Se calló la boca. El rostro le temblaba.

Dora se echó sobre él y comenzó a llorar nuevamente. La sentía temblar y palpitar contra su cuerpo, apoyó la cara contra el cabello de Dora, palmeándola suavemente en el hombro.

– Bueno, Dora -dijo-. Bueno.

Dora dejó de llorar, no de golpe, sino lentamente. Un automóvil se aproximaba en dirección opuesta, los faros encendidos, cegándolo. Al pasar junto a ellos una voz de hombre gritó algo, una palabra que la velocidad y el ruido del motor hicieron estallar y dispersarse en el mismo momento de ser pronunciada. Al final quedó inmóvil contra su cuerpo, sin llorar ni palpitar, respirando profundamente.

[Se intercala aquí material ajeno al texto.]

PR #641, opened 2019-08-01
Add support for ExternalName Services for vs/vsr

Rulox:
### Proposed changes
Upstreams in VS and VSR can reference ExternalName services now.


internal/k8s/controller.go
```diff
@@ -1504,10 +1504,25 @@ func (lbc *LoadBalancerController) createVirtualServer(virtualServer *conf_v1alp
...
+			ServiceName: u.Service,
+			ServicePort: intstr.FromInt(int(u.Port)),
+		}
+
+		svc, err := lbc.getServiceForIngressBackend(backend, virtualServer.Namespace)
+		if err != nil {
+			glog.V(3).Infof("Error getting service %v: %v", u.Service, err)
+		} else {
+			endpointsKey := configs.GenerateEndpointsKey(virtualServer.Namespace, u.Service, u.Port)
+			endps, external, err := lbc.getEndpointsForIngressBackend(backend, virtualServer.Namespace, svc)
```
pleshakov: in case of an error here and in line 1579, could we report a warning similarly to what we do in `createIngressEx` https://github.com/nginxinc/kubernetes-ingress/blob/master/internal/k8s/controller.go#L1408

internal/k8s/controller.go
```diff
@@ -1551,32 +1566,37 @@ func (lbc *LoadBalancerController) createVirtualServer(virtualServer *conf_v1alp
...
-		ServiceName: name,
-		ServicePort: intstr.FromInt(port),
-	}
-
-	svc, err := lbc.getServiceForIngressBackend(backend, namespace)
-	if err != nil {
-		glog.Warningf("Error getting service %v: %v", name, err)
-		return nil
-	}
+func (lbc *LoadBalancerController) getEndpointsForService(svc *api_v1.Service, backend *extensions.IngressBackend) []string {
```
pleshakov: this new function is not used anywhere. do we need it?

internal/k8s/controller.go
```diff
@@ -1551,32 +1566,37 @@ func (lbc *LoadBalancerController) createVirtualServer(virtualServer *conf_v1alp
...
 	}
 
 	virtualServerEx.Endpoints = endpoints
 	virtualServerEx.VirtualServerRoutes = virtualServerRoutes
+	virtualServerEx.ExternalNameSvcs = externalNameSvcs
 
 	return &virtualServerEx, virtualServerRouteErrors
 }
 
-func (lbc *LoadBalancerController) getEndpointsForService(namespace string, name string, port int) []string {
```
pleshakov: please note this function existed to separate any Ingress-related code (functions like `getServiceForIngressBackend` and structs like `extensions.IngressBackend` from the virtual server related code so that in `createVirtualServer` we don't use any Ingress related code directly.

internal/configs/virtualserver.go
```diff
@@ -198,15 +198,24 @@ func generateVirtualServerConfig(virtualServerEx *VirtualServerEx, tlsPemFileNam
 	}
 }
 
-func generateUpstream(upstreamName string, upstream conf_v1alpha1.Upstream, endpoints []string, isPlus bool, cfgParams *ConfigParams) version2.Upstream {
+func generateUpstream(upstreamName string, upstream conf_v1alpha1.Upstream, virtualServerEx *VirtualServerEx, isPlus bool, isResolverConfigured bool, cfgParams *ConfigParams) version2.Upstream {
```
pleshakov: I don't think ` virtualServerEx *VirtualServerEx` is neither required nor at the right level of abstractions for `generateUpstream`. I know we have something similar in the old code (like `createUpstream` in `ingress.go`). However, for the new code, I would rather not use the old code as a good example. 

As a bad consequece of this change, a lot of unnecessary test input data was created in generateUpstream tests. For example:
```
upstream := conf_v1alpha1.Upstream{Service: name, Port: 80}
	vsEx := &VirtualServerEx{
		VirtualServer: &conf_v1alpha1.VirtualServer{
			ObjectMeta: meta_v1.ObjectMeta{
				Name:      name,
				Namespace: "test-namespace",
			},
		},
		Endpoints: map[string][]string{
			"test-namespace/test-upstream:80": []string{
				"192.168.10.10:8080",
			},
		},
	}
```
Perhaps two arguments in this case - `endpoints[]string` and `externalNameSvcs map[string]bool` would be more suitable for `generateUpstream` instead of `virtualServerEx *VirtualServerEx`. While we have 2 arguments instead of one, both arguments are required by `generateUpstream` and at the right level of abstraction.

internal/configs/virtualserver_test.go
```diff
@@ -894,12 +929,109 @@ func TestGenerateUpstreamForZeroEndpoints(t *testing.T) {
...
+		upstream             conf_v1alpha1.Upstream
+		vsEx                 *VirtualServerEx
+		isPlus               bool
+		isResolverConfigured bool
+		expected             version2.Upstream
+	}{
+		{
+			upstream:             conf_v1alpha1.Upstream{},
+			vsEx:                 vsEx,
+			isPlus:               false,
```
pleshakov: for NGINX OSS, ExternalNameSvcs map will always be empty, as mandated by the following code https://github.com/nginxinc/kubernetes-ingress/blob/211b8f98bb2cbf4e1e83be040b161ff58707465d/internal/k8s/controller.go#L1521 This is a precondition for the `generateUpstream` function and if this precondition is not true -- it is a bug in the code, not invalid input. That's why I don't think `isPlus: false` cases are necessary.  To avoid confusion, perhaps it makes sense to add a comment in the `generateUpstream` function that `isExternalNameSvc` is never true for OSS?

internal/configs/virtualserver_test.go
```diff
@@ -894,12 +929,109 @@ func TestGenerateUpstreamForZeroEndpoints(t *testing.T) {
...
+			},
+		},
+		Endpoints: map[string][]string{
+			"test-namespace/test-upstream:0": []string{"example.com"},
+		},
+		ExternalNameSvcs: map[string]bool{
+			name: true,
+		},
+	}
+	cfgParams := ConfigParams{
```
pleshakov: these cfgParams values doesn't seem to be related to the external name svc at all

internal/configs/virtualserver.go
Rulox: Too many arguments, I don't see any problem with using the `virtualServerEx` Actually I jsut realized I need to pass the namespace too, cos is different for VS and VSR, so, either we have different functions for both (this could be a good use of Generics when they come to go), or I use `virtualServerEx`, otherwise, it will be too many arguments.

I understand tests are part of the code, but, if I have to choose between simplicity in code or tests I'll go with code all the time. You spend more time with actual code than tests. 

Unless you really thing this is super important, I'll go with `virtualServerEx`.

internal/configs/virtualserver_test.go
Rulox: The tests is important to check that we don't fill `ExternalNameSvcs` map in OSS. If we change the way we fill that by mistake, this test should fail and we will catch it (resolve=True for OSS fails) no?

internal/configs/virtualserver_test.go
Rulox: 👍 from copy/paste

internal/configs/virtualserver.go
Rulox: Alternatively, we can create a Struct like `UpstreamConfig` or something, and just use the important fields there.

pleshakov: Thanks for the explanation.

What if we use another approach and put the logic related to transforming the endpoints in a separate function like this (not tested, just a prototype):
```go
func prepareEndpoints(endpoints []string, isExternalNameSvc bool, isResolverConfigured bool, isPlus bool, service string) []string {
	if !isPlus && len(endpoints) == 0 {
		return []string{nginx502Server}
	}

	if isExternalNameSvc && !isResolverConfigured {
		glog.Warningf("A resolver must be configured for Type ExternalName service %s, no upstream servers will be created", service)
		return []string{}
	}

	return endpoints
}
```

In `generateVirtualServerConfig` will have:
```go
		upstreamName := virtualServerUpstreamNamer.GetNameForUpstream(u.Name)
		endpointsKey := GenerateEndpointsKey(virtualServerEx.VirtualServer.Namespace, u.Service, u.Port)
		endpoints := virtualServerEx.Endpoints[endpointsKey]
		endpoints = prepareEndpoints(endpoints, virtualServerEx.ExternalNameSvcs[endpointsKey], isResolverConfigured, isPlus, u.Service)
		upstreamNamespace := virtualServerEx.VirtualServer.Namespace
		ups := generateUpstream(upstreamName, u, endpoints, virtualServerEx.ExternalNameSvcs[endpointsKey], baseCfgParams)
```

This way we will simplify the `generateUpstream` function considerably, so its signature can look like this:
```go
func generateUpstream(upstreamName string, upstream conf_v1alpha1.Upstream, endpoints []string, isExternalNameSvc bool, cfgParams *ConfigParams) version2.Upstream {
```

Note, we only have 5 parameters, as before this PR.

I believe in this case both the code and the test will be simplified.

docs/virtualserver-and-virtualserverroute.md
```diff
@@ -195,7 +195,7 @@ tls:
 | Field | Description | Type | Required |
 | ----- | ----------- | ---- | -------- |
 | `name` | The name of the upstream. Must be a valid DNS label as defined in RFC 1035. For example, `hello` and `upstream-123` are valid. The name must be unique among all upstreams of the resource. | `string` | Yes |
-| `service` | The name of a [service](https://kubernetes.io/docs/concepts/services-networking/service/). The service must belong to the same namespace as the resource. If the service doesn't exist, NGINX will assume the service has zero endpoints and return a `502` response for requests for this upstream. | `string` | Yes |
+| `service` | The name of a [service](https://kubernetes.io/docs/concepts/services-networking/service/). The service must belong to the same namespace as the resource. If the service doesn't exist, NGINX will assume the service has zero endpoints and return a `502` response for requests for this upstream. For NGINX Plus only, services of type [ExternalName](https://kubernetes.io/docs/concepts/services-networking/service/#externalname) are also supported (check the [prerrequisites](../examples/externalname-services#prerequisites)). | `string` | Yes |
```
Dean-Coakley:
```suggestion
| `service` | The name of a [service](https://kubernetes.io/docs/concepts/services-networking/service/). The service must belong to the same namespace as the resource. If the service doesn't exist, NGINX will assume the service has zero endpoints and return a `502` response for requests for this upstream. For NGINX Plus only, services of type [ExternalName](https://kubernetes.io/docs/concepts/services-networking/service/#externalname) are also supported (check the [prerequisites](../examples/externalname-services#prerequisites)). | `string` | Yes |
```

Dean-Coakley: `prerrequisites`->`prerequisites`

internal/k8s/controller.go
Rulox: That's what I thought at the beginning, but then I saw that `getServiceForIngressBackend` was called inside, so it's not really separated, is just a useless abstraction. Better to split in a more clever way I would say.

internal/configs/virtualserver.go
```diff
@@ -167,7 +169,23 @@ func generateUpstreamStatusMatch(upstreamName string, status string) version2.St
 	}
 }
 
-func generateVirtualServerConfig(virtualServerEx *VirtualServerEx, tlsPemFileName string, baseCfgParams *ConfigParams, isPlus bool) version2.VirtualServerConfig {
+func getEndpointsForVirtualServerEx(namespace string, upstream conf_v1alpha1.Upstream, virtualServerEx *VirtualServerEx, isResolverConfigured bool, isPlus bool) []string {
```
pleshakov: name is slightly misleading. the function gets endpoints for an upstream, not a virtualserverEx. Perhaps `getEndpointsForUpstream` or `generateEndpointsForUpstream`?

internal/configs/virtualserver.go
```diff
@@ -302,25 +322,19 @@ func generateVirtualServerConfig(virtualServerEx *VirtualServerEx, tlsPemFileNam
 	}
 }
 
-func generateUpstream(upstreamName string, upstream conf_v1alpha1.Upstream, endpoints []string, isPlus bool, cfgParams *ConfigParams) version2.Upstream {
+func generateUpstream(upstreamName string, upstream conf_v1alpha1.Upstream, externalNameSvcs map[string]bool, endpoints []string, cfgParams *ConfigParams) version2.Upstream {
 	var upsServers []version2.UpstreamServer
 
+	// isExternalNameSvc is always false for OSS
+	_, isExternalNameSvc := externalNameSvcs[upstream.Service]
```
pleshakov: Looks like there is a bug in the `externalNameSvcs` map because the keys contain names without namespaces. 

Consider a (corner) case if we have 2 VirtualServerRoutes in different namespaces and they both refer to a service with the same name. If in one namespace the service is of the externalname type, the IC will think that the service in the second namespace is also of the externalname type.

internal/configs/virtualserver_test.go
```diff
@@ -866,13 +867,12 @@ func TestGenerateUpstreamWithKeepalive(t *testing.T) {
 func TestGenerateUpstreamForZeroEndpoints(t *testing.T) {
```
pleshakov: looks like we need this test func anymore, because the logic for handling 0 endpoints for Plus/OSS was moved to a different function

internal/configs/virtualserver_test.go
```diff
@@ -1829,3 +1854,130 @@ func TestGenerateHealthCheck(t *testing.T) {
...
+					ObjectMeta: meta_v1.ObjectMeta{
+						Name:      name,
+						Namespace: namespace,
+					},
+				},
+				Endpoints: map[string][]string{},
+			},
+			isPlus:               true,
+			isResolverConfigured: false,
+			expected:             nil,
```
pleshakov: msg is missing

internal/configs/virtualserver.go
```diff
@@ -630,18 +644,26 @@ func createUpstreamServersForPlus(virtualServerEx *VirtualServerEx) map[string][
 	virtualServerUpstreamNamer := newUpstreamNamerForVirtualServer(virtualServerEx.VirtualServer)
 
 	for _, u := range virtualServerEx.VirtualServer.Spec.Upstreams {
+		if _, isExternalNameSvc := virtualServerEx.ExternalNameSvcs[u.Service]; isExternalNameSvc {
```
pleshakov: i think it makes sense to add a case to `TestCreateUpstreamServersForPlus` or new test function for VS/VSR and externalname svc.

internal/configs/virtualserver_test.go
```diff
@@ -1829,3 +1854,130 @@ func TestGenerateHealthCheck(t *testing.T) {
 		}
 	}
 }
+
+func TestGetEndpointsForVirtualServerEx(t *testing.T) {
+	name := "test-upstream"
```
pleshakov: the name is used both for VirtualServer and the service, but not the upstream. That's why `test-upstream` might be confusing. Consider using a more general name like `test`.

internal/k8s/controller.go
```diff
@@ -1551,36 +1567,41 @@ func (lbc *LoadBalancerController) createVirtualServer(virtualServer *conf_v1alp
...
-	svc, err := lbc.getServiceForIngressBackend(backend, namespace)
-	if err != nil {
-		glog.Warningf("Error getting service %v: %v", name, err)
-		return nil
+		ServicePort: intstr.FromInt(int(port)),
 	}
 
-	endps, _, err := lbc.getEndpointsForIngressBackend(backend, namespace, svc)
+	endps, isExternal, err := lbc.getEndpointsForIngressBackend(backend, namespace, svc)
 	if err != nil {
```
pleshakov: this function always returns err as `nil`. consider removing that return argument or returning the err when it is not nil.

internal/k8s/controller.go
```diff
@@ -1504,10 +1504,26 @@ func (lbc *LoadBalancerController) createVirtualServer(virtualServer *conf_v1alp
 	}
 
 	endpoints := make(map[string][]string)
+	externalNameSvcs := make(map[string]bool)
 
 	for _, u := range virtualServer.Spec.Upstreams {
-		endpointsKey := configs.GenerateEndpointsKey(virtualServer.Namespace, u.Service, u.Port)
-		endpoints[endpointsKey] = lbc.getEndpointsForService(virtualServer.Namespace, u.Service, int(u.Port))
+		backend := &extensions.IngressBackend{
```
pleshakov: seems like you forgot to update this part or vice versa.  the logic in the  loop `for _, u := range vsr.Spec.Upstreams` in line 1569 looks different to this one.

internal/k8s/controller.go
```diff
@@ -1551,36 +1567,41 @@ func (lbc *LoadBalancerController) createVirtualServer(virtualServer *conf_v1alp
...
 
 	virtualServerEx.Endpoints = endpoints
 	virtualServerEx.VirtualServerRoutes = virtualServerRoutes
+	virtualServerEx.ExternalNameSvcs = externalNameSvcs
 
 	return &virtualServerEx, virtualServerRouteErrors
 }
 
-func (lbc *LoadBalancerController) getEndpointsForService(namespace string, name string, port int) []string {
+func (lbc *LoadBalancerController) getEndpointsForService(namespace string, name string, port uint16, svc *api_v1.Service) (result []string, isExternal bool, err error) {
```
pleshakov: I think if you call `lbc.getServiceForUpstream()` from this function, rather from than `createVirtualServer`, it will simplify the logic. For example, `getEndpointsForService` will only need `(namespace string, name string, port uint16)` as arguments. Let me know what you think.

internal/configs/virtualserver.go
Rulox: Yeah I had the namespaces in the first implementation, then I removed them cos I saw we didn't use them for externalname services for Ingress Resources. Adding them back.

internal/k8s/controller.go
Rulox: I'll do it, but then the meaning will change, cos we need the upstream to get the service.

PR #643, opened 2019-08-02
Add flag to control accumulating IC logs in stdout

tellet:
Add flag `--show-ic-logs`, default is 'no' (do Not show the logs)


tellet:
@Rulox I wasn't sure about that. I'll update README for consistency then

PR #650, opened 2019-08-07
Add checks for `health check` upstream options

tellet:
The cases are similar to the other upstream options but only run for Nginx Plus.

### DIFF
--- a/tests/data/virtual-server-route-upstream-options/plus-route-m-invalid-keys.yaml
+++ b/tests/data/virtual-server-route-upstream-options/plus-route-m-invalid-keys.yaml
@@ -1,0 +1,48 @@
+apiVersion: k8s.nginx.org/v1alpha1
+kind: VirtualServerRoute
+metadata:
+  name: backends
+spec:
+  host: virtual-server-route.example.com
+  upstreams:
+  - name: backend1
+    service: backend1-svc
+    port: 80
+    healthCheck:
+      enable: True
+      path: "invalid"
+      interval: 1.5d
+      jitter: invalid
+      fails: -5
+      passes: -1
+      port: -1
+      connect-timeout: invalid
+      read-timeout: m
+      send-timeout: d
+      headers:
+        - name: ""
+          value: "$one"
+      statusMatch: "invalid"
+  - name: backend3
+    service: backend3-svc
+    port: 80
+    healthCheck:
+      enable: True
+      path: "invalid"
+      interval: 1.5d
+      jitter: invalid
+      fails: -5
+      passes: -1
+      port: -1
+      connect-timeout: invalid
+      read-timeout: m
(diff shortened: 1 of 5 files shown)


tests/data/virtual-server-upstream-options/plus-virtual-server-with-invalid-keys.yaml
```diff
@@ -0,0 +1,47 @@
...
+      jitter: invalid
+      fails: -5
+      passes: -1
+      port: -1
+      tls:
+        enable: true
+      connect-timeout: invalid
+      read-timeout: m
+      send-timeout: d
+      headers:
```
Rulox: I think this is a valid header no?

pleshakov: 👍

tellet: Thanks for noticing!

tellet:
Updated the manifests as requested and squashed the commits.

tests/data/virtual-server-route-upstream-options/plus-route-m-invalid-keys.yaml
```diff
@@ -0,0 +1,46 @@
...
+      interval: 1.5d
+      jitter: invalid
+      fails: -5
+      passes: -1
+      port: -1
+      connect-timeout: invalid
+      read-timeout: m
+      send-timeout: d
+      headers:
+        - name: "`=1^&*"
```
pleshakov: this is a valid value :) 
please see https://github.com/nginxinc/kubernetes-ingress/blob/master/pkg/apis/configuration/validation/validation.go#L255 additionally, `$` are disallowed (we didn't mention that in the description, we'll fix soon)

pleshakov: my mistake - it is an invalid value. 

it is an invalid value for the name of the header. I got confused and thought it was for the value of the header. Btw, that check is missing. For the value of the header, that value is valid.

tellet: Well, there is no check for header.value, I'll add it here too, but I really think that integration test is more about common flow (what system does in case if a value is invalid). All the checks for validation rules should be a part of unit tests, what do you think? @pleshakov @Rulox

Rulox: There are unit tests for those validations for sure. About integration tests for this project specifically, my personal opinion is that 1 full yaml with **all** valid values and another one with **all** invalid values is enough.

– A Coria lo odio, le tengo miedo -dijo de pronto.

No dijo más nada. Después sencillamente se incorporó, se secó las lágrimas con el pañuelo floreado, sonrió débilmente colgándose de su cuello y lo besó en la boca. Lo besó varias veces: en la boca, en los ojos, en las mejillas.

Él reía y la besaba.

– Vamos a alguna parte -murmuró Dora mientras estaba besándolo-. No tengo miedo. Vamos al camino. No, al camino no. Tengo ganas. No tengo miedo. Por aquí nomás. Vamos a bajar a la playa.

– Sí, sí -respondió mientras la besaba, mientras la acariciaba, moviendo la cabeza como si las palabras de Dora interrumpieran la delicada tarea que estaba realizando al parecer con sumo cuidado. Apagó la luz del velocímetro, estirando el brazo por detrás del cuerpo de Dora, sin siquiera levantar la cabeza.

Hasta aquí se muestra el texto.